Maybe you could use the following argumentation:
Let $B_R =\{x\in \mathbb{R}^n | ||x||\leq R \}$ be a ball of size $R$. Let $\phi_R\in C_0^\infty(B_R)$ with $\phi_R(0)\not = 0$ be arbitrary. Then from $G(r)=\delta(r)$, we get \begin{align} &\langle \nabla^2 G,\phi_R\rangle_{B_R} = \langle \delta,\phi_R\rangle_{B_R}=\phi_R(0)\\ \Leftrightarrow&\langle \nabla G,\nabla \phi_R\rangle_{B_R}=-\phi_R(0) \quad \quad \quad (*) \end{align} Now $G'=G_1-G_2$ are all three supposed to be solutions and $G_1\not \equiv G_2$. Further note, that $G'\equiv 0$ is not a solution. Then $(*)$ is true for $G'$, i.e. \begin{align} &\langle \nabla G',\nabla \phi_R\rangle_{B_R}=-\phi_R(0) \\ \Leftrightarrow& \langle \nabla G_1,\nabla \phi_R\rangle_{B_R} -\langle \nabla G_1,\nabla \phi_R\rangle_{B_R}=-\phi_R(0) \end{align} But since $G_1$ is a solution and $(*)$ has to hold, \begin{align} &\langle \nabla G_2,\nabla \phi_R\rangle_{B_R}=0 \\ \Leftrightarrow & \langle \nabla^2 G_2, \phi_R\rangle_{B_R}=0 \end{align} Since $\phi_R$ was arbitrary, by the fundaental theorem of variational calculus \begin{align} \nabla^2G_2 \equiv 0 \end{align} has to hold.
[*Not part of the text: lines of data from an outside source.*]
PR #7951, opened 2025-04-10
Fix image names in integration-validation.yaml

GytisCepk:
Node 22 Windows and Linux were incorrectly run on MacOS machines.

### DIFF
--- a/common/config/azure-pipelines/integration-validation.yaml
+++ b/common/config/azure-pipelines/integration-validation.yaml
@@ -31,10 +31,10 @@ jobs:
           imageName: macos-latest
           nodeVersion: 20.x
         Linux_node_22_x:
-          imageName: macos-latest
+          imageName: ubuntu-latest
           nodeVersion: 22.x
         Windows_node_22_x:
-          imageName: macos-latest
+          imageName: windows-latest
           nodeVersion: 22.x
         MacOS_node_22_x:
           imageName: macos-latest
--- a/common/config/azure-pipelines/integration-validation.yaml
+++ b/common/config/azure-pipelines/integration-validation.yaml
@@ -23,23 +23,30 @@ jobs:
       matrix:
         Linux_node_20_x:
           imageName: ubuntu-latest
+          poolName:
           nodeVersion: 20.x
         Windows_node_20_x:
           imageName: windows-latest
+          poolName:
           nodeVersion: 20.x
         MacOS_node_20_x:
           imageName: macos-latest
+          poolName: "iModelTechMacArm"
           nodeVersion: 20.x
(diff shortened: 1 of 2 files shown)


GytisCepk:

GytisCepk:
Run failures on MacOS are due to pipeline still using x64 architecture. @DanRod1999, could look into that ?

common/config/azure-pipelines/integration-validation.yaml
```diff
@@ -31,10 +31,10 @@ jobs:
...
         Linux_node_22_x:
-          imageName: macos-latest
+          imageName: ubuntu-latest
           nodeVersion: 22.x
         Windows_node_22_x:
-          imageName: macos-latest
+          imageName: windows-latest
           nodeVersion: 22.x
         MacOS_node_22_x:
           imageName: macos-latest
```
DanRod1999, line 40: Right now i believe we cannot use vm images for mac as arm processors are not part of the microsoft hosted agents I think
https://learn.microsoft.com/en-us/azure/devops/pipelines/agents/hosted?view=azure-devops&tabs=yaml#use-a-microsoft-hosted-agent

So we will probably need to restructure this pipeline a little

DanRod1999: saw this in docs so trying it out so we can still use matrix with different builds
https://learn.microsoft.com/en-us/azure/devops/pipelines/yaml-schema/jobs-job-strategy?view=azure-pipelines#build-on-multiple-platforms-using-self-hosted-and-microsoft-hosted-agents

DanRod1999: I think it worked, but my test run is failing on most jobs right now. Don't think its from me but not sure
https://dev.azure.com/bentleycs/iModelTechnologies/_build/results?buildId=3835863&view=results

tcobbs-bentley: Given that things seemed to work before, and this PR is intended to fix the Ubuntu update that breaks all PRs, I feel that the Mac fixes should be held off on. (Fixing the Linux and Windows jobs to not use macOS seems fine.)

tcobbs-bentley (approved):

common/config/azure-pipelines/integration-validation.yaml
DanRod1999: all integration tests passed
https://dev.azure.com/bentleycs/iModelTechnologies/_build/results?buildId=3836400&view=results
appears to be some flakey tests though, so we should look at that closer

DanRod1999 (approved):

This means, that $G_2$ is linear in $r$ independent of $B_R$. But since $G\rightarrow 0$ for $|r|\rightarrow \infty$ we have $G_2\equiv 0$ which is a contradiction because the solution is not identically zero. $\blacksquare$
EDIT:
1) $C^\infty_0(B_R)$ is the set of all functions that are differentiable of arbitrary order (that's what $\infty$ refers to) and have compact support on the set $B_R$, i.e. for $\phi \in C^\infty_0(B_R)$, we have $\phi(x)=0,\forall x \not \in B_R$
2) First, I assumed $\delta(r)$ is the Dirac delta distribution, which has the property, that $\int f(x)\delta(x)\,dx = f(0)$ which explains the right side of the equation for $(*)$. The notation $\langle f,g \rangle_{B_R}$ simply means the scalar product $\int_{B_R}f(x)g(x)\, dx$. Thus \begin{align} \langle \nabla^2g,\phi \rangle_{B}&=\int_B \nabla^2 g(x)\phi(x)\,dx \\&{}^*=[\nabla g \phi]_{\partial B}-\int_B \nabla g(x)\nabla\phi(x)\,dx \end{align} where we use integration by parts at $*$. The first term $[\nabla g \phi]_{\partial B}=0$ because $\phi(x)=0 \forall x\in \partial B$
2nd EDIT:
Let me give this one last try. I'll keep the fist part, i.e. $\langle \nabla G,\nabla \phi\rangle = -\phi(0)$
Now if $G$ is not a unique solution, then there exists another solution $G'\not \equiv G$. Then $G'=G+H$ with $H\not \equiv 0$. However, $H$ does not have to be a solution. Since $G'$ and $G$ are solutions, we have \begin{align} -\phi(0)&= \langle \nabla G',\nabla \phi\rangle \\ &= \langle \nabla G,\nabla \phi\rangle+ \langle \nabla H,\nabla \phi\rangle \\ &=-\phi(0)+ \langle \nabla H,\nabla \phi\rangle \end{align} So we get \begin{align} \langle \nabla H,\nabla \phi\rangle=0 \end{align} Again with integration by party and the fundamental lemma of variational calculus, $H$ has to be linear in $r$. Assume now $H$ is not zero , i.e. $H\not \equiv 0$. Then $H$ is either constant $\not = 0$ or linear with slope $\not = 0$ Since we know, that $G(r)=0$ for $r\rightarrow \infty$, we know that $G(r)+H(r)=H(r)$ for $r \rightarrow \infty$. But $H(r)\not =0 $ for $r \rightarrow \infty$ since it is either constant $\not = 0$ or linear. But then $G'(r)=G(r)+H(r)\not = 0$ for $r \rightarrow \infty$. Which means that $G'$ can't be a solution. This is a contradiction, so $H\equiv 0$ and thus $G'\equiv G$, thus the solution is unique.